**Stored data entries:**

PR #4173, opened 2018-11-06
CORDA-2191: Ignoring invalid test (works on Linux not on Windows)

anthonykeenan:


tools/bootstrapper/src/test/kotlin/net/corda/bootstrapper/PackageOwnerParsingTest.kt
```diff
@@ -124,6 +121,7 @@ class PackageOwnerParsingTest {
         assertThat(networkBootstrapper.registerPackageOwnership).hasSize(3)
     }
 
+    @Ignore("Ignoring this test as the delimiters don't work correctly, see CORDA-2191")
```
josecoll: According to Christian, the problem isn't with the delimiters per se.
Its the parsing of the parameters passed to the keytool (which subsequently fails the latter test).

anthonykeenan: Christian is right, the reason the windows test fails is because the keytool is stripping the outer quotes from the password.

For example, in Linux, ``keytool --password "password"`` sets the password on the keystore to ``"password"``

In Windows, ``keytool --password "password"`` sets the password on the keystore to `password`, as windows automatically strips quotes from commandline options.

However, the test is testing the wrong thing. For example, if the following is sent:

``bootstrapper --register-password-owner=net.something;keystore.jks;"pasword";blah``

The password that should be expected on the keystore is ``password``, not ``"password"``. The `"` should be stripped from the input.

PR #4174, opened 2018-11-06
CORDA-2191 - Revert Windows password parsing edge cases.

josecoll:
Remove password parsing edge cases failing on Windows (due to keytool execution mix-up)

De-scoping further edge cases parsing changed in lieue of https://r3-cev.atlassian.net/browse/CORDA-2141


anthonykeenan:
I've already created a PR to ignore the test case here: https://github.com/corda/corda/pull/4173

I think it's probably better to ignore rather than revert in case we decide to keep this method and we need to fix it, to help understand the underlying problem.

josecoll:
Covered by other PR #4173

PR #4178, opened 2018-11-06
CORDA-2183: Show root cause of error in console to aid with debugging

anthonykeenan:
Was:

`[ERROR] 15:29:08+0000 [main] internal.Node.installCordaServices - Corda service net.corda.finance.internal.ConfigHolder failed to instantiate
Cordapp configuration is incorrect due to exception`

Now displays (well it would if the bug still existed):

``[ERROR] 17:07:26+0000 [main] internal.Node.installCordaServices - Corda service net.corda.finance.internal.ConfigHolder failed to instantiate (No configuration setting found for key 'issuableCurrencies') [errorCode=ut8i8s]``

Also fixed an issue with newlines in the default log4j confg when printing throwables in the console.

### DIFF
--- a/node/src/main/kotlin/net/corda/node/internal/AbstractNode.kt
+++ b/node/src/main/kotlin/net/corda/node/internal/AbstractNode.kt
@@ -554,7 +554,11 @@ abstract class AbstractNode<S>(val configuration: NodeConfiguration,
                 log.error("${it.name}, as a Corda service, must have a constructor with a single parameter of type " +
                         ServiceHub::class.java.name)
             } catch (e: ServiceInstantiationException) {
-                log.error("Corda service ${it.name} failed to instantiate. Reason was: ${e.cause?.rootMessage}", e.cause)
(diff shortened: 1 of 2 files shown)


node/src/main/kotlin/net/corda/node/internal/AbstractNode.kt
```diff
@@ -554,7 +554,7 @@ abstract class AbstractNode<S>(val configuration: NodeConfiguration,
                 log.error("${it.name}, as a Corda service, must have a constructor with a single parameter of type " +
                         ServiceHub::class.java.name)
             } catch (e: ServiceInstantiationException) {
-                log.error("Corda service ${it.name} failed to instantiate", e.cause)
+                log.error("Corda service ${it.name} failed to instantiate (${e.cause?.rootMessage})", e.cause)
```
tlil: Perhaps have a fallback here in case `e.cause` is `null`?

PR #634, opened 2019-07-11
Fix domain not in index.d.ts file, even though it is required

rccoe:
I'm getting an error when running ResponsiveChloropleth when using it without a domain prop. Typescript should have caught this, since it is a required prop, but it didn't because it's not in the index.d.ts file.


plouc:
Thank you @rccoe!

PR #653, opened 2019-07-29
Fix PropType for Line markers when using dates in the X axis.

nfvs:
When using a Line chart with time in the X axis, passing a date as a marker's x value works but raises a PropTypes warning. This change allows dates in the markers' values.


plouc:
Thank you for your contribution @nfvs!

PR #656, opened 2019-08-02
feat(line): pass the state to a custom layer

proAlexandr:
Hi!
The changes pass state variables to a custom layer in the Line component. For example, it allows me to replace crosshair with a custom implementation.


wyze:
Thanks for this @proAlexandr! Will go out in the next release.

PR #657, opened 2019-08-05
Update tooltip TypeScript types.

nfvs:
- removed theme= from Basic/TableTooltip
- define Chip

### DIFF
--- a/packages/tooltip/index.d.ts
+++ b/packages/tooltip/index.d.ts
@@ -17,15 +17,21 @@ declare module '@nivo/tooltip' {
         color: string
         format?: (value: number | string) => number | string
         renderContent?: () => React.ReactNode
-        theme: Pick<Theme, 'tooltip'>
     }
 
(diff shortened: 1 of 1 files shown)


nfvs:
@wyze maybe not the best forum to ask this, but what's the best way to use such a fork in a project? Importing the git repo in `package.json` doesn't seem work.

wyze:
We have it set in `tsconfig.json` like so:

```json
{
  "files": [
    "@nivo/core.d.ts",
    "@nivo/sankey.d.ts",
    "@nivo/scales.d.ts",
    "@nivo/tooltip.d.ts",
    "global.d.ts"
  ]
}
```

And then directories are relative to that. So you would have a folder called `@nivo`, then in that folder have files that correspond to above. Example, `@nivo/tooltip.d.ts`:

```typescript
declare module '@nivo/tooltip' {
  export interface ChipProps {
    size?: number
    color: string
    style?: Partial<React.CSSProperties>
  }

  export class Chip extends React.Component<ChipProps> {}
}
```

PR #659, opened 2019-08-08
Fixed no fontSize definition in Themes and Added Legends property in geo module

tmahmood:
I have added the fontSize definition and story to make sure it's working as expected.

Added the legend property definition to Geo module.

### DIFF
--- a/packages/core/index.d.ts
+++ b/packages/core/index.d.ts
@@ -35,6 +35,7 @@ declare module '@nivo/core' {
 
     export type Theme = Partial<{
         background: string
+        fontSize: string | 0
         axis: Partial<{
             domain: Partial<{
                 line: Partial<React.CSSProperties>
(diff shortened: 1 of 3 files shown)


packages/geo/index.d.ts
```diff
@@ -116,6 +117,7 @@ declare module '@nivo/geo' {
         onMouseMove?: ChoroplethEventHandler
         onMouseLeave?: ChoroplethEventHandler
         onClick?: ChoroplethEventHandler
+        legends: Array<{ dataFrom: 'indexes' | 'keys' } & LegendProps>
```
plouc, line 120: This package doesn't support `dataFrom`, the type should be `legends: LegendProps[]`

packages/core/index.d.ts
```diff
@@ -35,6 +35,7 @@ declare module '@nivo/core' {
 
     export type Theme = Partial<{
         background: string
+        fontSize: string | 0
```
plouc, line 38: Actually there are other props missing from this definition:

```typescript
    fontFamily: string
    textColor: string
```

It would be great if you could add them too!

PR #664, opened 2019-08-10
fix(tooltip): fix tooltip overflow

proAlexandr:
Hi!
The purpose of the PR is to avoid that tooltip is not visible when it is out of the browser window.

GIF examples:
<details>
<summary>
Before:
</summary>

Aug-10-2019 12-13-16
</details>

<details>
<summary>
After:
</summary>

Aug-10-2019 12-09-22
</details>

### DIFF
--- a/packages/core/src/hocs/withContainer.js
+++ b/packages/core/src/hocs/withContainer.js
@@ -50,7 +50,11 @@ const Container = ({
                         <div style={containerStyle} ref={container}>
                             {children}
                             {isTooltipVisible && (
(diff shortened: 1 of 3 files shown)


rpnna:
hey @proAlexandr , looking at the image you posted above, which is the correct approach to achieve the same effect? I need to have two different dots (one per line) that move on mouse hover in a ResponsiveLine chart.
Thanks

wyze:
Hi @proAlexandr, thanks for the contribution. It looks like there was a fix done already that shifts the position of the tooltip depending on the position of the cursor. It displays it either on the right or the left.

PR #681, opened 2019-09-06
Add missing pointSymbol prop to line typings

latema:
The `pointSymbol` is missing in the line typings. Fixes the following error:

pointSymbol


plouc:
Thank you for your contribution @latema!

Issue #525, opened 2019-04-21
Button to copy code/data in clipboard on all the examples


jonattfin:
I think that a copy button on the code/data would be useful for rapid taking that code/data & putting it in your own editor, etc. See attached picture.
![Screenshot_2019-04-21 Bar-1](https://user-images.githubusercontent.com/3768739/56473632-a6de0f00-6476-11e9-8e6e-5108f8f764ec.png)

plouc:
You're right, in fact it's already on my todo ;)

Larissagilliane:
I can help and work on that issue

PR #683, opened 2019-09-11
Create copy button with pure js

Larissagilliane:
This pull request adds a button to copy code/data in clipboard on all the examples, as asked at issue #525 

For this solution i've used pure JS, but my suggestion is refinying the code using a dependencie like "react-clipboard.js" as you can see in the code below, is no needed any method, i just pass the content to the imported component:

`<Clipboard data-clipboard-text={copyContent} button-title="Copied!">
                Copy
   </Clipboard>`

let me know if i can add this dependency so i can refactor this code. 

@plouc

### DIFF
--- a/website/src/components/components/ActionsLoggerLog.js
+++ b/website/src/components/components/ActionsLoggerLog.js
@@ -22,7 +22,7 @@ const ActionHeader = styled.div`
     cursor: pointer;
 
     &:hover {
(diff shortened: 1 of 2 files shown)


wyze:
@Larissagilliane How about we use something like [wsmd/use-clipboard-copy](https://github.com/wsmd/use-clipboard-copy) instead?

**Task to complete:**
Retype the records above, but only those lines that fall between the line containing "17:07:26+0000 [main] internal.Node.installCordaServices" and the line containing "Thank you for your contribution @nfvs!", with both of those lines included, exactly as written.

**Written response:**
``[ERROR] 17:07:26+0000 [main] internal.Node.installCordaServices - Corda service net.corda.finance.internal.ConfigHolder failed to instantiate (No configuration setting found for key 'issuableCurrencies') [errorCode=ut8i8s]``

Also fixed an issue with newlines in the default log4j confg when printing throwables in the console.

### DIFF
--- a/node/src/main/kotlin/net/corda/node/internal/AbstractNode.kt
+++ b/node/src/main/kotlin/net/corda/node/internal/AbstractNode.kt
@@ -554,7 +554,11 @@ abstract class AbstractNode<S>(val configuration: NodeConfiguration,
                 log.error("${it.name}, as a Corda service, must have a constructor with a single parameter of type " +
                         ServiceHub::class.java.name)
             } catch (e: ServiceInstantiationException) {
-                log.error("Corda service ${it.name} failed to instantiate. Reason was: ${e.cause?.rootMessage}", e.cause)
(diff shortened: 1 of 2 files shown)


node/src/main/kotlin/net/corda/node/internal/AbstractNode.kt
```diff
@@ -554,7 +554,7 @@ abstract class AbstractNode<S>(val configuration: NodeConfiguration,
                 log.error("${it.name}, as a Corda service, must have a constructor with a single parameter of type " +
                         ServiceHub::class.java.name)
             } catch (e: ServiceInstantiationException) {
-                log.error("Corda service ${it.name} failed to instantiate", e.cause)
+                log.error("Corda service ${it.name} failed to instantiate (${e.cause?.rootMessage})", e.cause)
```
tlil: Perhaps have a fallback here in case `e.cause` is `null`?

PR #634, opened 2019-07-11
Fix domain not in index.d.ts file, even though it is required

rccoe:
I'm getting an error when running ResponsiveChloropleth when using it without a domain prop. Typescript should have caught this, since it is a required prop, but it didn't because it's not in the index.d.ts file.


plouc:
Thank you @rccoe!

PR #653, opened 2019-07-29
Fix PropType for Line markers when using dates in the X axis.

nfvs:
When using a Line chart with time in the X axis, passing a date as a marker's x value works but raises a PropTypes warning. This change allows dates in the markers' values.


plouc:
Thank you for your contribution @nfvs!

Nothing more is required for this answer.